» **Collected data entries**:
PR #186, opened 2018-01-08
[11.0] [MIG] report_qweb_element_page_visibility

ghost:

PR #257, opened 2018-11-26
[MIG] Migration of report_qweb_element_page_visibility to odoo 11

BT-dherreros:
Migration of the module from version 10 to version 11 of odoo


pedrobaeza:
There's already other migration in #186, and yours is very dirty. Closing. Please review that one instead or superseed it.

» **WORK TO BE COMPLETED**:
Look through the data above for the string "odoo" and copy every line where it appears.

» **EXERCISE SOLUTION**:
[MIG] Migration of report_qweb_element_page_visibility to odoo 11
Migration of the module from version 10 to version 11 of odoo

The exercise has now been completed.